A Numerical Insight for the Fundamental Theorem of Calculus - Comments

[Delta2]

Greg Bernhardt submitted a new blog post

A Numerical Insight for the Fundamental Theorem of Calculus

Continue reading the Original Blog Post.

 

[Svein]

Well - it is correct for a restricted class of functions. Saying \int f'(x)dx =f(x) presupposes that f(x) is differentiable (otherwise the expression is meaningless). The other way around (\frac{d}{dx}\int f(x)dx) allows for a larger class of functions (the Riemann-integrable functions).

Going to an even larger class of functions, we have the following theorem of Lebesgue:
If φ(x) is a summable function, its indefinite integral F(x)=\int_{a}^{x}\phi(t)dt is a continuous function of bounded variation and it has almost everywhere a derivative equal to φ(x).

Observe the "almost everywhere" clause which is typical for all integrals based on measure theory. Lebesgue also proved a theorem about the other direction:
The derivative φ(x) of an absolutely continuous function F(x) defined on the closed interval [a, b] is summable and for every x \int_{a}^{x}\phi(t)dt = F(x)-F(a).

Observe the restriction on φ(x)!

 

[jim mcnamara]

I think the point of the insight is that for someone unfamiliar with the Fundamental Theorem of Calculus, that reader would find the discussion useful.

Mathematicians often do exactly what @Svein did - generalize or expand the scope. Which is not an incorrect position in any way. Simply put: Sometimes knowing when to limit scope can be instructive, too.

 

[lavinia]

These approximations will always be true for any function. For instance

$Σ((f(x_{i}+Δx)-f(x_{i})/Δx)Δx$ will always give $f(x_{n})-f(x_{0})$ no matter what the function. So in order for the argument to be true one needs a limiting argument. One might ask "Why if this formula is true for any function at all, does it illustrate the theorem in the case that $f$ is differentiable?".

On the other hand, the picture is right as @Svein says for differentiable functions and is certainly helpful.

 

[Svein]

Σ((f(xi+Δx)−f(xi)/Δx)ΔxΣ((f(x_{i}+Δx)-f(x_{i})/Δx)Δx will always give f(xn)−f(x0)f(x_{n})-f(x_{0}) no matter what the function.

As usual, someone has to come up with a pathological function. Not the Dirichlet function this time, but \int_{0}^{1}\sin(\frac{1}{x})dx...

 

[stevendaryl]

The "telescoping sum" argument as to why $\int_A^B f'(x) dx = f(A) - f(B)$ is a simplified case of the argument leading to Stoke's theorem. You get perfect cancellations everywhere except the boundary.

 

[Delta2]

Sorry for the late reply, its because only now I am being able to see the comments and reply (due to some conflict with my account and the insights forum login subsystem)

Well about as @jim mcnamara said, this insight was meant for students that are now introduced to calculus, for high school students or for students of technical schools that aren't taught calculus with mathematical rigor but possibly they want to gain some intuitive simple insight on calculus.

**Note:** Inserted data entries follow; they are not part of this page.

PR #244, opened 2021-06-17
Picard iteration for multiple tracers

jwallwork23:
At the minute, a system of multiple 2D tracers can be solved sequentially in any order and it won't make a difference. There is some interest in extending the 2D tracer model to include reaction terms. In that case, the order does matter and it will probably be worthwhile to iterate at each timestep.

This PR introduces a `CoupledTracerPicard` time integrator which does this. For some specified number of iterations, it solves each tracer equation sequentially.

### DIFF
--- a/thetis/configuration.py
+++ b/thetis/configuration.py
@@ -213,6 +213,31 @@ class PETScSolverParameters(Dict):
         self.error(obj, value)
 
 
+class CoupledTracerImplicitness(Dict):
+    info_text = 'a dictionary of implicness values for CoupledTracerPicard'
+
+    def __init__(self, default_value=Undefined, bounds=None, **kwargs):
+        self.minval = bounds[0]
+        self.maxval = bounds[1]
+        super(CoupledTracerImplicitness, self).__init__(default_value=default_value, **kwargs)
+
+    def validate(self, obj, value):
+        if (isinstance(value, dict)
+                and all(self.minval <= theta <= self.maxval for key, theta in value.items())):
+            return value
+        self.error(obj, value)
+
+
+class CoupledTracerSemiImplicitness(Dict):
+    info_text = 'a dictionary of bools toggling semi-implicitness for CoupledTracerPicard'
+
+    def validate(self, obj, value):
+        if (isinstance(value, dict)
+                and all(isinstance(semi_implicit, bool) for key, semi_implicit in value.items())):
+            return value
+        self.error(obj, value)
+
+
 class PairedEnum(Enum):
     """A enum whose value must be in a given sequence.
 
--- a/thetis/coupled_timeintegrator_2d.py
+++ b/thetis/coupled_timeintegrator_2d.py
@@ -100,7 +100,8 @@ class CoupledTimeIntegrator2D(timeintegrator.TimeIntegratorBase):
         # compatible with the 2d coupled timeintegrator
         assert solution2d == self.fields.solution_2d
 
-        self.timesteppers.swe2d.initialize(self.fields.solution_2d)
+        if not self.options.tracer_only:
+            self.timesteppers.swe2d.initialize(self.fields.solution_2d)
         if self.options.solve_tracer:
             if self.coupled:
                 solutions = {
--- a/thetis/coupled_timeintegrator_2d.py
+++ b/thetis/coupled_timeintegrator_2d.py
@@ -35,7 +35,8 @@ class CoupledTimeIntegrator2D(timeintegrator.TimeIntegratorBase):
         self.fields = solver.fields
         self.timesteppers = AttrDict()
         print_output('Coupled time integrator: {:}'.format(self.__class__.__name__))
-        print_output('  Shallow Water time integrator: {:}'.format(self.swe_integrator.__name__))
+        if not self.options.tracer_only:
+            print_output('  Shallow Water time integrator: {:}'.format(self.swe_integrator.__name__))
         if self.options.solve_tracer:
             print_output('  Tracer time integrator: {:}'.format(self.tracer_integrator.__name__))
         if self.options.sediment_model_options.solve_suspended_sediment:
@@ -51,12 +52,27 @@ class CoupledTimeIntegrator2D(timeintegrator.TimeIntegratorBase):
         Creates all time integrators with the correct arguments
         """
         self.timesteppers.swe2d = self.solver.get_swe_timestepper(self.swe_integrator)
-        if self.solver.options.solve_tracer:
-            for label in self.options.tracer_metadata:
-                self.timesteppers[label] = self.solver.get_tracer_timestepper(self.tracer_integrator, label)
-        if self.solver.options.sediment_model_options.solve_suspended_sediment:
+        if self.options.solve_tracer:
+            self.coupled = self.options.timestepper_type == 'CoupledTracerPicard'
+            if self.coupled:
+                equations, solutions, fields, bnd_conditions = {}, {}, {}, {}
+                for label in self.options.tracer_metadata:
+                    args, kwargs = self.solver_get_tracer_timestepper(self.tracer_integrator, label, coupled=True)
+                    equations[label], solutions[label], fields[label], dt = args
+                    bnd_conditions[label] = kwargs['bnd_conditions']
+                self.timesteppers.coupled_tracer = self.tracer_integrator(
+                    equations, solutions, fields, dt, bnd_conditions=bnd_conditions,
+                    solver_parameters=self.options.timestepper_options.solver_parameters_tracer,
+                    semi_implicit=self.options.timestepper_options.use_semi_implicit_linearization,
+                    theta=self.options.timestepper_options.implicitness_theta,
+                    iterations=self.options.timestepper_options.picard_iterations,
+                )
+            else:
+                for label in self.options.tracer_metadata:
+                    self.timesteppers[label] = self.solver.get_tracer_timestepper(self.tracer_integrator, label)
+        if self.options.sediment_model_options.solve_suspended_sediment:
             self.timesteppers.sediment = self.solver.get_sediment_timestepper(self.sediment_integrator)
-        if self.solver.options.sediment_model_options.solve_exner:
+        if self.options.sediment_model_options.solve_exner:
             self.timesteppers.exner = self.solver.get_exner_timestepper(self.exner_integrator)
 
     def set_dt(self, dt):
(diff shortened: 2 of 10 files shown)


thetis/timeintegrator.py
```diff
@@ -433,6 +433,113 @@ def advance(self, t, update_forcings=None):
...
+        """Advances equations for one time step."""
+        if update_forcings is not None:
+            update_forcings(t + self.dt)
+        for tracer, solution in self.solutions.items():
+            self.solutions_old[tracer].assign(solution)
+
+        for it in range(self.iterations):
+            for tracer, solver in self.solvers.items():
+                with timed_stage(f"{tracer} solve"):
+                    solver.solve()
```
jwallwork23, line 535: Just realised that the order cannot be trusted here. I guess we could use an `OrderedDict`?

tkarna: Sure, sounds like a good solution as the order of tracers matter.

jwallwork23:
I guess in principle this could also be used to solve the swe-sediment-exner coupled system. What do you think @mc4117 ? If so, I can change to a more general name and hook it up. Could also be a subsequent PR.

thetis/timeintegrator.py
```diff
@@ -433,6 +433,127 @@ def advance(self, t, update_forcings=None):
...
+        :kwarg theta: Implicitness parameter, which can be given as either a single value or
+            a dictionary corresponding to the different tracer fields
+        :kwarg bool semi_implicit: If True use a linearized semi-implicit scheme
+        :kwarg int iterations: Number of Picard iterations
+        """
+        super(CoupledTracerPicard, self).__init__(equations, solutions, fields, dt, solver_parameters)
+        self.equations = equations
+        self.solutions = solutions
+        delattr(self, 'equation')
+        delattr(self, 'solution')
```
tkarna, line 473: Hmm, what you have done here suggest that this is not a TimeIntegrator, but rather a CoupledTimeintegrator (as it handles multiple equations). Can this not be designed as one? That is, is there any difference between the present implementation and bundling up a a few CrNi Timeintegrators and stepping them in the right order? You've also re-implemented the Cr-Ni forms which is redundant (unless I'm missing something). So I'd move this to `coupled_timeintegrator_2d.py`. Need to think about the names I guess. This class only handles tracer equations, whereas `CoupledTimeIntegrator2D` and offspring also include swe (and sediments).

thetis/timeintegrator.py
```diff
@@ -433,6 +433,127 @@ def advance(self, t, update_forcings=None):
...
+        """Advances equations for one time step."""
+        if update_forcings is not None:
+            update_forcings(t + self.dt)
+        for tracer, solution in self.solutions.items():
+            self.solutions_old[tracer].assign(solution)
+
+        for it in range(self.iterations):
+            for tracer, solver in self.solvers.items():
+                with timed_stage(f"{tracer} solve"):
+                    solver.solve()
```
tkarna, line 549: As we've declared theta>=0.5 in options, this indeed always means a Picard iteration? Do you think it would be possible to somehow monitor convergence? PETSc has these nice monitors which as quite useful in practice.

tkarna (changes requested):
Thanks, this looks nice! My main comment is that we could indeed use the new tracer integrator for all cases: remove the old unordered version, and also include sediments here. But it might be easier to do that in a separate PR once this has landed.

thetis/coupled_timeintegrator_2d.py
```diff
@@ -50,14 +51,36 @@ def _create_integrators(self):
...
-                self.timesteppers[label] = self.solver.get_tracer_timestepper(self.tracer_integrator, label)
-        if self.solver.options.sediment_model_options.solve_suspended_sediment:
-            self.timesteppers.sediment = self.solver.get_sediment_timestepper(self.sediment_integrator)
-        if self.solver.options.sediment_model_options.solve_exner:
-            self.timesteppers.exner = self.solver.get_exner_timestepper(self.exner_integrator)
+        if not self.options.tracer_only:
+            args, kwargs = self.solver.setup_swe_timestepper()
+            self.timesteppers.swe2d = self.swe_integrator(*args, **kwargs)
+        if self.options.solve_tracer:
+            self.coupled = self.options.timestepper_type == 'CoupledTracerPicard'
```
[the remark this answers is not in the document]
jwallwork23: Good point!

thetis/coupled_timeintegrator_2d.py
```diff
@@ -50,14 +51,36 @@ def _create_integrators(self):
...
+                self.timesteppers.coupled_tracer = self.tracer_integrator(
+                    equations, solutions, fields, dt, bnd_conditions=bnd_conditions,
+                    solver_parameters=self.options.timestepper_options.solver_parameters_tracer,
+                    semi_implicit=semi_implicit, theta=theta,
+                    iterations=self.options.timestepper_options.picard_iterations,
+                )
+            else:
+                for label in self.options.tracer_metadata:
+                    args, kwargs = self.solver.setup_tracer_timestepper(label)
+                    self.timesteppers[label] = self.tracer_integrator(*args, **kwargs)
```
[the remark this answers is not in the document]
jwallwork23: True, that would be equivalent

thetis/timeintegrator.py
jwallwork23: I think the only difference is making sure that the solves are interleaved during `advance`. i.e.
```
for it in range(self.iterations):
    for solver in self.solvers:
        solver.solve()
```
rather than
```
for solver in self.solvers:
    for it in range(self.iterations):
        solver.solve()
```

thetis/coupled_timeintegrator_2d.py
```diff
@@ -121,7 +165,35 @@ def __init__(self, solver, integrator):
         super(CoupledMatchingTimeIntegrator2D, self).__init__(solver)
 
 
+class CoupledTracerTimeIntegrator2D(CoupledTimeIntegrator2D):
```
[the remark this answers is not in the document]
jwallwork23: Good point. I do find it difficult naming things :)

thetis/configuration.py
```diff
@@ -213,6 +213,31 @@ def validate(self, obj, value):
...
+class CoupledTracerSemiImplicitness(Dict):
+    info_text = 'a dictionary of bools toggling semi-implicitness for CoupledTracerPicard'
+
+    def validate(self, obj, value):
+        if (isinstance(value, dict)
+                and all(isinstance(semi_implicit, bool) for key, semi_implicit in value.items())):
+            return value
+        self.error(obj, value)
+
+
```
stephankramer, line 240: I think this is way too specific for a new Traitlet type. A Traitlet type here should be a type that implements a type-checking validate method, so it should only be as specific as required to describe what sort of data is allowed. Here you seem to be implementing a `BoundedFloatDict` and a `BoolDict`.

Note however that traitlets allows you to compose the `Dict` type with a specified trait:
```
class MyOptions(HasFrozenTraits):
    x = Dict(value_trait=BoundedFloat(bounds=[0,1]), default_value={})
    y = CoupledTracerImplicitness(bounds=[0,1])
```
Both work as expected, but the former gives a slightly more useful error message:
```
z = MyOptions()
z.x = {'a': 1.5}
...
TraitError: Values of the 'x' trait of a MyOptions instance must be a float between 0 and 1, but a value of 1.5 <class 'float'> was specified.

z.y = {'b': -0.5}

TraitError: The 'y' trait of a MyOptions instance expected a dict, not the dict {'b': -0.5}
```

However there is a more fundamental problem with both approaches: the values only get type checked when assigning a whole new dictionary to the "bounded float dict" attribute, *not* when the dictionary is subsequently modified:
```
z = MyOptions()
z.x['a'] = 1.5
z.y['b'] = -0.5
```

Finally I'm not sure (up for discussion really) whether we want to go the route of having a series of dictionaries all with the same keys, for all the various options we want to set per field as the number of these options is inevitably going to increase. To me it would make more sense to have a hierarchy, where you only have one dictionary whose values are entire `FrozenHasTraits` objects with all the options for every field grouped together at that level. So something like:
```
class TracerFieldOptions(FrozenHasTraits):
    theta = BoundedFloat(bounds=[0,1])
    semi_implicit = Bool()

class MyOptions:
    tracer_options = Dict(value_trait=Instance(TracerFieldOptions), default_value={})
```
Then the user would
```
tracer_options_a = TracerFieldOptions()
tracer_options_a.theta = 0.5
tracer_options_a.semi_implicit = True
tracer_options_b = TracerFieldOptions()
tracer_options_b.theta = 0.5
tracer_options_b.semi_implicit = True
options = MyOptions() # this would be done by Thetis of course
options.tracer_options = {'a': tracer_options_a, 'b': tracer_options_b}
```
This has the advantage that type checking happens not only when the `TracerFieldOptions` are first filled in, but if the options are subsequently changed:
```
options.tracer_options['a'].theta = 1.5
```
gives the appropriate error. The user can however still shoot themselves in the foot  (in the same way as before) by doing:
```
options.tracer_options['a'] = 'foo' # or anything that's not a TracerFieldOptions instance
```
A disadvantage is that it exposes the user to this `TracerFieldOptions` class that the user has to instantiate so it adds some complexity...

I would really like to hear other people's opinions as the same issue applies to specifying multiple turbine farms, where we have a dictionary that maps region ids (2d gmsh physical surface ids) to options for the different farms. Soon to be expanded with a lot more options.

jwallwork23: Great point, using separate options seems much nicer, indeed. I get the point about user friendliness, though.

I guess in this case, the `ModelOptions2d.add_tracer_2d` interface could pass some of this through, but then we might end up with lots of different kwargs to account for all the timesteppers.

tkarna: Good point, Stephan! I agree that option hierarchy is probably the right way to go. As Joe says `add_tracer_2d` could indeed be used to reduce boilerplate e.g. by populating the parameters with default values. In passing I mention that we do currently have to use quite a bit of `hasattr` checks to sniff whether certain option exists which isn't very nice. I think it's the only downside of having more dynamic options structure.

stephankramer: Ah yes, forgot we already have `add_tracer_2d` indeed. So maybe `tracer_field_options` (or however we'd call it) should be some sort of frozen dict that the user can't add entries to other than through calling add_tracer_2d, so like tracer_metadata but with the values being a TracerFieldOptions instance in which all the options are set for each field including name/shortname/filename. So the TracerFieldOptions instance gets created by add_tracer_2d (so the creation isn't exposed to the user) and added as an entry in the `tracer_field_options` dictionary. That way we enforce that the user sets the minimum for a tracer field to be functional, but any further options like e.g. `source`, take a default and can be set as attributes of the TracerFieldOptions instance: `options.tracer_field_options['foo'].source = Function(...)`

On the topic (slightly off) of `hasattr` - I think this is mainly an issue of feeding in the options at the right level to the corresponding class in the object hierarchy. In particular looking at the many `hasattr`s in the various `get_..._timestepper` methods of the solver objects - it probably makes more sense to just pass in the entire `timestepper_options` (a TimeStepperOptions (or subclass) instance) to the time integrator, rather than unpacking it via various keyword arguments.

jwallwork23: 1. Sounds like a good solution to me.
2. I agree that would neaten things up. That way the `get_..._timestepper` methods just serve to feed in the appropriate parameters for the equation, rather than the timestepper (and therefore should probably be renamed).

Thanks both for the feedback, starting to think this will be easier to implement on a new branch, so will do that.

jwallwork23: [This ](https://github.com/thetisproject/thetis/pull/247) should do the trick for reducing boilerplate and standardising args/kwargs for the timesteppers.

jwallwork23:
Closing because this will be done in a sequence of PRs, starting with #247.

When I was writing the insight I had in mind the Rieman integrable functions but @Svein is right. But then again Lavinia is more right cause here the derivative is not the real derivative, it is just an approximation of the real derivative, so the approximations just hold for any class of functions.

 

[atyy]

Does this view relate to the one from physics without calculus?

derivative = velocity = distance / time

integral = distance = velocity X time

 

[Delta2]

Does this view relate to the one from physics without calculus?

derivative = velocity = distance / time

integral = distance = velocity X time

It is not exactly like this but one could say that this is the basic idea.

More precisely what I do is that I remove the limit operator (if I can call it that way) from the definition of integral and derivative , and I just take as integral the sum of $f(x_i)\Delta x_i$ for small enough $\Delta x_i$ and as derivative the ratio of difference for small enough $\Delta x$. Without the limit operator everything becomes numerical or algebraic.